DATA SHOWN Block Start

PR #310, opened 2023-01-20
Localize error page messages (ref: `Application::fail( { error } )`)

### LINKED ISSUE #45: Make the `ApplicationTemplate.fail({language='en', error })` function truly translatable
As you can see the following function allows the use of an alternative language, but in fact the values of i18n are hard coded inside the function itself instead of using a global configuration file:

https://github.com/g3w-suite/g3w-client/blob/6f844148168e844199e65254fb89173b4d55a3da/src/app/gui/app/index.js#L871-L884

I haven't checked if it's used elsewhere in the code, but for the moment I found this function within the main.js file

https://github.com/g3w-suite/g3w-client/blob/6f844148168e844199e65254fb89173b4d55a3da/src/app/main.js#L32-L35

Raruto:
## List of changes:

- delete file `src/app/gui/templates/500.html`
- add new i18n message `error_page.error`
- add new i18n message `error_page.at_moment`
- add new i18n message `error_page.f5`
- remove parameter `language` from  function `ApplicationTemplate.fail = function({ language='en', error })` (internally replaced with `t()` function)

DATA SHOWN Block End

A single number is the whole answer: the tally of lines above that contain "github".

* SOLUTION TO THE EXERCISE *
2